In northern Ghana, a “bottom-up” approach to improving the health and environment of rural villages is logging positive results. ICT interventions relying on mobile technology and e-learning play a big role in implementation.

A project in Ghana seeks to improve the lives of rural villagers by marrying information and communication technologies with the use of “change agents” – selected community members who receive special training. Operating out of their head office in Kumasi, near the middle of the country, the eCAP Ghana Foundation works in the northern villages of Niliyungdo and Nagbi. The project focuses on topics related to health, the environment, microfinance and education.

The transformation of one of the participating villages has been “remarkable”, according to Eva Kagiri, who works for eCAP’s international partner, the Swedish NGO MKFC. In an April interview with ICTWorks , Kagiri described how eCAP trained three young men to be change agents. They then taught village residents in Niliyungdo how to clean water using the “solar disinfection method”, and about waste disposal and environmental issues to avoid spread of diseases. To convey information to residents in an engaging manner, the young men used using role play, pictures and videos.

“We learned how to clean our water,” a female resident of Niliyungdo later told the eCAP team. “We also learned to keep our water covered. Some of us who did not believe what we were doing would make a difference now believe. We are no longer going to the hospital because of the sickness from the water“. Explaining their approach to implementation, Kay Obiri-Mainoo, the Project Coordinator of eCAP Ghana, says they try to establish a close bond with community members so that they feel comfortable opening up and talking about anything that might be bothering them. Obiri-Mainoo also emphasized that his organization believes in the “bottom-up approach,” where they target and train individuals and later scale up to the larger community.

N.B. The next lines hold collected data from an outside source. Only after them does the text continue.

PR #548, opened 2017-01-10
move rendering of menu and dock out of redraw

averissimo:
Menu is rendering too many times if placed in `redraw()` function

This can be replicated by opening the menu and leaving it open a few seconds

This correction only renders menu when `viewstate` is updated as it originally was

### DIFF
--- a/src/ui/views/controller.coffee
+++ b/src/ui/views/controller.coffee
@@ -81,6 +81,7 @@ handle 'update:viewstate', ->
 
         menu viewstate
         dockicon viewstate
+        trayicon models
 
     else if viewstate.state == viewstate.STATE_ABOUT
         redraw()
@@ -124,7 +125,11 @@ redraw = ->
     input models
     convadd models
     startup models
-    trayicon models
+
+
+handle 'update:language', ->
+    menu viewstate
+    redraw()
 
 handle 'update:switchConv', ->
     messages.scrollToBottom()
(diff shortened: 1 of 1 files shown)


davibe:
what is the drawback of rendering "too many times" ?

davibe:
I propose this https://github.com/yakyak/yakyak/pull/549 what do you think

averissimo:
It is not the amount of redraws, since the animation _fiasco_ that was using too much cpu that I don't really care about how many redraws it take.

__The problem is__ that the menu, dock  and tray are being rendered with everything that is happening in the app.

__Example:__ when user has menu open and receives a message in YakYak

outxq7lo6ybpp

averissimo:
anyway, this pull request just returns those 3 lines as it was until 9cf83419a8d7d45a95c3da048f3bf5046d667768 (9 days ago)

where I accidentally removed them and did a mistake when reverting it (wrongfully placed the lines in redraw)

davibe:
Ok so the issue is:
When application menu is open and the app receives some event causing a redraw -> the app menu closes unexpectedly

This pull request restores some lines (which is good) but does not currently solve this problem, right ? Because during `viewstate.STATE_NORMAL` menu redraw happens anyway.

Maybe we need a way to skip menu redraws while menu is open. Maybe we should tell electron guys about this as i don't think it was happening before.

averissimo:
it was happening since I remember, before I was noticing it when trying to open the menu while YakYak was connecting.

While the app is running it is less noticeable as `viewstate` is not updated that often.

Issue in electron: https://github.com/electron/electron/issues/8385

PR #555, opened 2017-01-15
normalize coffee a smidge (pre decaf)

refack:
These tiny changes/improvements allow using `[decaffeinate](https://github.com/decaffeinate/decaffeinate)` to get pretty-pretty ES6 (node 4 compliant) output

### DIFF
--- a/src/ui/models/connection.coffee
+++ b/src/ui/models/connection.coffee
@@ -14,8 +14,6 @@ EVENT_STATE =
 TIME_SOME = 40 * 1000      # 40 secs
 TIME_ALL  = 10 * 60 * 1000 # 10 mins
 
-merge   = (t, os...) -> t[k] = v for k,v of o when v not in [null, undefined] for o in os; t
-
 info =
     connecting:     'Connecting…'
     connected:      'Connected'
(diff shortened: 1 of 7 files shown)


davibe:
why do you decaffeinate yakyak ?

refack:
I'm enjoying playing with compilers, but I'd take the challenge, and make your CoffeeScript compile as is 😉

refack:
[OT] why do you use the two proc approach (dispatcher & client)?

davibe:
I was not against the PR. Just wanted to undestand.

It's electron that separates those two concepts. I think at first we did it so that everything could survive even without any window open. Later we discovered we could just hide the window.

 I am not a big fan of this separation either and i think we could try to move yakyak from the 'server' process to the 'renderer' one. I am not sure what would break though. Maybe the renderer process does not have 100% of node-apis. I don't remember exactly

refack:
Got it (RE: separation)
As for the PR, fixing `decaffeinate` to deal with real-world-in-the-wild code is better after all (plus `hangupsjs` is way more challenging 😜)

PR #567, opened 2017-01-30
updates tray when unreadCount is called

averissimo:
also corrects some indentations


smkent:
I tested this briefly and it seems to work.

Issue #167, opened 2016-04-11
Yakyak not reporting current user as available on other clients


randymorris:
Using Yakyak Version 0.37.4 (1.2.0) I am getting complaints from coworkers that I am not showing up as available on official Google clients even though I am logged in and chatting with other people.

I don't believe this is specific to 1.2.0 as this has been mentioned once or twice in the past.  I had ignored it then thinking it was just an issue with their client lagging in presence updates, but the last few times have been after I had been signed in via Yakyak for hours.

Can anyone else reproduce?

vgavrila:
I can recreate. But is this a bug or an enhancement?

randymorris:
IMHO it's a bug.  Until there is a way to set your status I think you should be set to available.  As it stands, I have to run two different clients just to let people know I'm online.

davibe:
It's a bug on user's perspective. But since the code never supported this it's an enhancement for the project.

anevilsithlord:
Are there plans to include User Status in a future release?

arnriu:
@anevilsithlord yes definitely. It's on my list unless someone does it before ;)

Stanko:
I can recreate as well.
This would be really nice to get into the next release.

davibe:
so, do it and send us a pull request!

Stanko:
@davibe I actually already took a look, but I'm not sure where is the problem. I would appreciate advice where to start.

etrulls:
Is this still the expected behaviour? I keep getting messages from coworkers that I'm showing as offline.

NvrBst:
Also seeing this. The YakYak client is setting myself as "Invisible", so no one can see I am online. I'm using the latest YakYak Client (1.4.1). It seems to me that the client should show as "Available" or "Online" by default...

Everyone using YakYak is fine with never showing as online to anyone? This seems like a pretty big bug to me... I'm not too sure about anyone else, but assuming people are using only YakYak, not having anyone able to see if you're online ever (and thus probably not sending you messages)... then what's the point in having the messaging client up then in the first place?

If you want "Invisible" that's fine... but it should definitely not be the default behavior...

davibe:
I see myself as logged in (green) when using desktop hangout website from another user.

<img width="192" alt="screenshot 2017-01-12 18 15 06" src="https://cloud.githubusercontent.com/assets/123929/21908292/6de5687e-d913-11e6-98b3-1b81d8066a90.png">

NvrBst:
[...]

PR #571, opened 2017-01-31
setpresence with each connection cycle #167

averissimo:
Sets presence every time there is a connection event (and is connected)

#167

### DIFF
--- a/src/ui/views/controller.coffee
+++ b/src/ui/views/controller.coffee
@@ -15,10 +15,9 @@ handle 'update:connection', do ->
         # draw view
         conninfo connection
 
-        console.log 'Updating connection'
-
         # place in layout
         if connection.state == connection.CONNECTED
+            later -> action 'lastActivity'
             el?.hide?()
             el = null
         else if viewstate.state != viewstate.STATE_STARTUP
--- a/src/ui/views/controller.coffee
+++ b/src/ui/views/controller.coffee
@@ -15,6 +15,8 @@ handle 'update:connection', do ->
         # draw view
         conninfo connection
 
+        console.log 'Updating connection'
+
         # place in layout
         if connection.state == connection.CONNECTED
             el?.hide?()


davibe:
does it make sense to do it periodically ? like every minute if you're connected.

averissimo:
It takes around 30mins timeout, so every minute might be overkill. Attaching this to the handle `update:connection` seemed logical, but so does doing it periodically, I don't really favor one or the other.

You know the inner ways of YakYak better than me and whichever way seems better to you I can implement it :)

davibe:
lets start with this.

NvrBst:
Heya!

I'm still seeing this issue. I have upgraded to the latest pre-release (v1.4.2 - 9ade528) released 1 day ago.  I confirmed the change you made to set the presence on every _"update:connection"_ is in the code on my system:
```
ui/source/controller.js
      if (connection.state === connection.CONNECTED) {
        later(function() {
          return action('lastActivity');
        });
```
I deleted all the other YakYak's on my system, and ran this one. However, when I leave YakYak in the "Closed to Tray" state, my online status is set to Offline after a while. I have timed how long this takes, by moving my mouse around the YakYak client, then closing it to tray and seeing when it sets me to offline. It does it in exactly 15 minutes and 10 seconds. You have to log in and out of hangouts web interface to have the client refresh the online status of the list quicker. Else the web client doesn't update the people's status as often unless you relog in.

How often does this _"update:connection"_ happen in a _"connection.CONNECTED"_ state? Can the connection state be changed from "CONNECTED" to something other after a while? i.e. "IDLE" or "CLOSED" if no activity has been detected for awhile? Then it stops setting the presence? Maybe it doesn't go into this state every 15 mins?

Maybe setting _lastActivity_ periodically may be better? Every 10-minutes to stay within the 15-minute window?

averissimo:
The update:connection should be performed every minute or so, but I'm testing it right now to make sure. In 20 mins I'll send a new screenshot

image

What I'm seening is a huge difference on who is online between YakYak and gmail hangouts interface. That should be a new bug :(

averissimo:
The timer in `connection.coffee` is not being run with the hidden window keeping the connection active.

Just confirmed that with the inspector window open it works. I probably had that open during the tests :\

NvrBst:
Yea, running 1.4.2, I see that YakYak is getting confused on who is online and not. It says almost everyone is online. So some bug there in the new version. :)

Ah good to know you found the issue with the _presence_. :) Need to find a different place to update _presence_ then it sounds like. :P

averissimo:
I think associating it to the noop event from hangouts might be the way to go.

Why? it is a keep alive signal, so doing it after receiving is obvious

Problem is that it does keep the status as available... need to work on this more

averissimo:
let's move the conversation to #596 :)

Issue #573, opened 2017-02-02
Typing a URL right before a close parenthesis results in the parenthesis incorrectly being added to the link target


smkent:
Frequently I type messages in this format:

> Check out this thing (at http://example.com/)

Google Hangouts doesn't append the trailing ) to the URL:

![hangouts](https://cloud.githubusercontent.com/assets/2831985/22538460/56b89d10-e8c7-11e6-9759-0d4ff327429f.png)

yakyak does, which usually results in the link target being broken (since it's different than intended):

![yakyak](https://cloud.githubusercontent.com/assets/2831985/22538474/688a964c-e8c7-11e6-8bba-260125109837.png)

The second and third lines are incorrect; for example the Test 2 link target is `http://example.com/)` instead of the intended `http://example.com/`

yakyak's URL detection in composed messages should be updated to exclude trailing parentheses immediately following a URL.

(As a sidenote, Github's markdown renderer does the correct thing with these types of URLs -- see the example message near the top.)

smkent:
I looked slightly deeper. yakyak seems to pass of URL parsing to [gajus/url-regexp](https://github.com/gajus/url-regexp), which exhibits the same behavior. The URL parsing regex just consumes characters until a whitespace character is found: https://github.com/gajus/url-regexp/blob/master/src/url-regexp.js#L56

I'm not sure what the correct solution is here. url-regexp hasn't been updated since 2015, is the project still active? Are there any other URL parsing libraries that yakyak should consider using?

averissimo:
https://github.com/kevva/url-regex seems to do the trick

averissimo:
@smkent can you see if the implementation is correct?

I also added support for links in messages without protocol. Example: `www.github.com`

smkent:
This is definitely an improvement but it's not handling all the cases correctly. I wrote a more detailed comment on #573.

PR #578, opened 2017-02-06
Update url regex expression #573

averissimo:
allowing links in parenthesis and also open recognized links without a protocol `www.google.com`

### DIFF
--- a/package.json
+++ b/package.json
@@ -51,7 +51,7 @@
     "request": "^2.67.0",
     "tmp": "0.0.28",
     "trifl": "0.0.10",
-    "url-regex": "^4.0.0"
+    "url-regex": "averissimo/url-regex#v5.0.0"
   },
   "devDependencies": {
     "chai": "^3.2.0",
--- a/package.json
+++ b/package.json
@@ -51,7 +51,7 @@
     "request": "^2.67.0",
     "tmp": "0.0.28",
     "trifl": "0.0.10",
-    "url-regexp": "^1.0.2"
+    "url-regex": "^4.0.0"
   },
   "devDependencies": {
     "chai": "^3.2.0",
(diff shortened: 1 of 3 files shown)


smkent:
Links without a protocol (ex. `www.github.com`) and the test case you listed in #573 with a URL in parentheses (`ada (http://www.google.com)`) seems to work. However, links in parentheses with a URI component still are linked incorrectly, e.g. "([http://www.example.com/bogus-url/)](http://www.example.com/bogus-url/\))"

davibe:
so i wait before merging

averissimo:
Upstream issue: https://github.com/kevva/url-regex/issues/34

Let's see what they say :)

davibe:
did they say anything ?

averissimo:
seems like there is already a pull request, but it's waiting to get merged :)

davibe:
if it does not get merged you can create your own fork of that lib and we can use that as a dependency :)

averissimo:
seems right!

davibe:
@averissimo what's the status on this ?

averissimo:
I was just revisiting this issue and it is not as straightforward as one would think.

There is definitely some cases that we can avoid, such as one or more parenthesis in the end of the url, but even then it might fail 

Test in hangouts web (not yakyak)

image

Test in github

(works http://sapo.pt/)
(works http://sapo.pt/something)
(works http://sapo.pt/aa(123)aa)

averissimo:
I think we can try and use google's method, remove all parenthesis in the end, unless there is an opening parenthesis in the path

averissimo:
I forked the project and managed to add the requirements to the regular expression.

Runs all previous tests and [added some](https://github.com/averissimo/url-regex/blob/master/test.js#L4-L20) based on past 2 comments in this thread :)

@davibe should I create an actual npm module or can it be installed from github in `package.json`

davibe:
For yakyak just referring to the fork is ok. For the sake of the community using url-regexp i don't know. Npm modules are owned by each publisher so you would publish a duplicate.. maybe you would need to change its name.. messy.

I'll just merge this

Issue #585, opened 2017-02-08
Online presence dot in dark theme is very hard to see


classicboss302:
It needs to stand out more, rather than being black on a dark background. It could be a colorful border around it or making it stand out more on its own.

averissimo:
@classicboss302 can you propose a pair of colors (inside and border) :)

classicboss302:
I would lean towards using the original colors as that keeps things consistent and would stand out fairly well. I think a border would only be needed if the color wasn't changed to something that stood out. In that case, a white border would provide contrast and help it stand out.

averissimo:
How about

Normal sidebar

![image](https://cloud.githubusercontent.com/assets/211358/22743885/dc1c7662-ee1b-11e6-9cee-c253ee30b138.png)

Hover/Selected conversation

![image](https://cloud.githubusercontent.com/assets/211358/22743901/ee5b137e-ee1b-11e6-9cfa-be6f220d612f.png)

classicboss302:
That looks good to me. Much easier to see.

averissimo:
pull request #586 

thanks for reporting :)

PR #586, opened 2017-02-08
adds online color as dark scheme does not have enough contrast

averissimo:
#585

- corrects indentation in global colors
- added `--online` color
  - All other color scheme inherit `--green` color, dark scheme inherits `--yakyakgreen`

### DIFF
--- a/src/ui/css/yakyak/colors.less
+++ b/src/ui/css/yakyak/colors.less
@@ -1,25 +1,27 @@
 // colors
 html{
---yakyakgreen: #0f9d58;
---white: #ffffff;
---ghostwhite: #f4f4f4;
---lightgrey: #e8e8e8;
---altgrey: #C5CED4;
---grey: #b4b4b4;
---darkgrey: #777777;
---lightblack: #455a64;
---black: #263238;
---green: #0f9d58;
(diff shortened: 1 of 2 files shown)


src/ui/css/yakyak/colors.less
```diff
@@ -1,33 +1,35 @@
...
+  --white: #ffffff;
+  --ghostwhite: #f4f4f4;
+  --lightgrey: #e8e8e8;
+  --altgrey: #C5CED4;
+  --grey: #b4b4b4;
+  --darkgrey: #777777;
+  --lightblack: #455a64;
+  --black: #263238;
+  --green: #0f9d58;
+  --online: var(--green);
```
averissimo: __new__

src/ui/css/yakyak/colors.less
```diff
@@ -36,6 +38,7 @@ html{
       --lightblack: #475866;
       --black: #A2A2A2;
       --green: #161c20;
+      --online: var(--yakyakgreen);
```
averissimo: exception...

note: `--green` itself could not be redefined as it sets the color of the top bar (that would be a major break)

The goal of the project is not only to encourage positive change in the lives of community members themselves. The project also prepares these communities to become agents of change and pass knowledge on to other communities within their district. One of the project’s biggest challenges, says Obiri-Mainoo, has been language barriers. Facilitators often do not speak the local dialect of the communities where they are working, thus forcing them to rely on an interpreter which sometimes complicates the flow of communication.

In addition to video, mobile phone technology is central to the project. In between visits to the village, team members stay in touch by communicating with community leaders, chiefs, teachers and opinion leaders through mobile phones. Typical mobile correspondences are done by either text message or voice calls. The project also uses mobile phones as a broadcast mechanism for sending out regular reminders. For example, text messages are sent to the community to remind them to disinfect their water using the solar method. Mobile phones invariably save project facilitators time and travel costs.